Duygusal İhtiyaçlar:

Çocuk, duygusal bir boşluğu veya çözülmemiş bir travmayı davranışıyla ifade ediyor olabilir.

"Beni Görün" Çığlığı: Yoğun ilgi ihtiyacı.

"Kontrol Bende Olsun" Çabası:

Evde veya okulda kendini güvensiz hissetme.

Stres ve Kaygı:

Aile içi çatışmalar, taşınma, yeni bir kardeş gibi büyük yaşam değişiklikleri.

Bilişsel Faktörler:

Bazı nörolojik durumlar, özellikle Dikkat Eksikliği ve Hiperaktivite Bozukluğu (DEHB), dürtüsellik ve dikkat dağınıklığı nedeniyle davranış sorunlarına yol açabilir.

Ebeveyn Tutumları:

Aşırı katı, aşırı korumacı ya da tutarsız ebeveyn tutumları çocuğun uyum sorunları geliştirmesine zemin hazırlayabilir. Destekleyici ve tutarlı bir ebeveyn modeli ise en ideal yaklaşımdır.

Çevresel Etkenler:

Okul baskısı, akran zorbalığı veya kötü rol modeller de uyumsuz davranışları tetikleyebilir.

Nasıl Yaklaşmalı ve Nasıl Desteklemeli?

Davranış bozukluklarıyla başa çıkmanın ilk adımı, değişimi çocuğunuzdan değil, kendinizden başlatmaktır.

Tutarlılık ve Sınırlar:

Çocuklar, neyin ne zaman olacağını bildiklerinde güvende hissederler. Kurallarınızın az ama net ve uygulanabilir olduğundan emin olun.

Doğal Kural:

"Oyuncağını kaldırmazsan, o oyuncakla bir gün oynayamazsın." Bu, bir ceza değil, davranışın doğal bir sonucudur.

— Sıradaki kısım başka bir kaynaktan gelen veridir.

PR #446, opened 2017-08-30
Fix: Make Python 2.7 unit tests work.

bjones1:
I'd been testing on Python 3, and wanted to make sure Python 2 works. @bnmnetp, have you tested on Python 2.7? Without this, I get lots of failures on Windows.


bnmnetp:
runestone.academy runs live on 2.7

bjones1:
Strange. I don't understand why this is needed, but my tests on Python 2.7 error without it.

PR #447, opened 2017-08-31
Do not include the "correct/total" results of dragndrop in logged answers

shadaj:
This line appears to be mistakenly added in https://github.com/RunestoneInteractive/RunestoneComponents/commit/0561b8372365e9b6e5d1c32b9f0fc407eed8ae96, which broke the dragndrop directive by causing an exception when loading saved answers and preventing dragndrop answers from being autograded.

Potential fix for https://github.com/RunestoneInteractive/RunestoneServer/issues/1025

Bağ Kurma ve Duygusunu Kabul Etme:

Çocuğunuz öfke krizi geçirirken, önce onun duygusunu kabul edin.

"Şu an çok sinirlendiğini görüyorum. Bu çok zor bir durum. Önce sakinleşelim, sonra konuşacağız."

Davranışını değil, duygusunu onaylamak aranızdaki bağı güçlendirir. Çocukla nitelikli zaman geçirmek, onunla ilgilenmek, davranış bozukluğuna iten cesaretsizlik duygusunu ortadan kaldırır.

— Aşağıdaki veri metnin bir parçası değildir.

PR #448, opened 2017-09-03
Pr video https option

dirkcgrunwald:
Added option to have video be either https or http with default to http. This is needed when viewing a runestone document through an iframe on a site using https -- without it, the enclosed videos will not show (at least one chrome). Both Youtube and Vimeo support https so making this the default shouldn't change behavior and is more compatible with "encrypt everywhere".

Suçlama Yerine "Ben Dili":

Çocuğunuz bir hata yaptığında onu yargılamak yerine, hatanın sizde yarattığı etkiyi anlatın.

Yanlış: "Sen ne kadar sorumsuz bir çocuksun! Yine ödevini yapmamışsın."

Doğru: "Derslerini zamanında bitirmediğinde ben çok üzülüyorum, çünkü başarını önemsiyorum. Birlikte planlamamızda neyi düzeltebiliriz?"

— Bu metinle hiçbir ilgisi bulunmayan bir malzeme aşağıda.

PR #449, opened 2017-09-06
Parsons: block numbering, help and indent changes

CABowers:
Blocks/paired distractors are now numbered. Changes to the order in which HelpMe provides help. And removed indentation in answer area if the problem has no indentation.


ericsonga:
I would like to have these changes integrated into Runestone Components before I do my next experiment.

bnmnetp:
Barb, when will the next experiment run?

ericsonga:
I hope to run it by mid to late Oct.  But, there are still some more changes I need to make to the Parsons problems before then, so I would like these changes done so that I can add the others as well.

ericsonga:
My first experiment is Oct 22nd.  Can we please integrate this pull request before Oct 15th, so that I can create my experiment materials and test them?

bnmnetp:
Should we make the numbers optional / not there when there are no paired distractors and no help?  I think they are confusing.  Or maybe we could style them differently so they don't stand out so much.  I think a kind of gray outlined font would not be so forward.

bnmnetp:
Also, are the unittests passing for you??  The parson's unittests are failing on my mac.

CABowers:
They were passing on my Windows laptop, which case(s) are failing?

CABowers:
This could have been the issue, my laptop is slow so it is possible that animations had time to finish before the next step was run. Regardless, this change should make it more robust.

ericsonga:
There is also a problem with another class being used sometimes for the label.  It is class lit.   This makes it a dark blue color.  Cole can you figure out what is going on with that?

I agree that the color would be better if it was a gray.  Cole change it to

Ne Zaman Uzman Desteği Almalı?

Eğer çocuğunuzun zorlayıcı davranışları;

Sürekliyse ve iki aydan uzun sürüyorsa,

Yoğunsa (saldırganlık, kendine veya başkasına zarar verme gibi),

Okul, sosyal çevre ve aile içindeki işlevselliğini ciddi şekilde etkiliyorsa,

Erken dönemde bir çocuk psikoloğu veya psikiyatristiyle görüşmekten çekinmeyin. Unutmayın, profesyonel yardım almak zayıflık değil, sorumluluk bilincinin en güçlü göstergesidir. Davranış terapileri ve aile eğitimleri, bu fırtınanın atlatılmasında en etkili yollardır.

Sevgili ebeveyn, bu zorlu yolculukta yalnız değilsiniz. Çocuğunuzu sevgiyle, sabırla ve doğru rehberlikle desteklediğiniz sürece, her fırtına dinmeye mahkûmdur.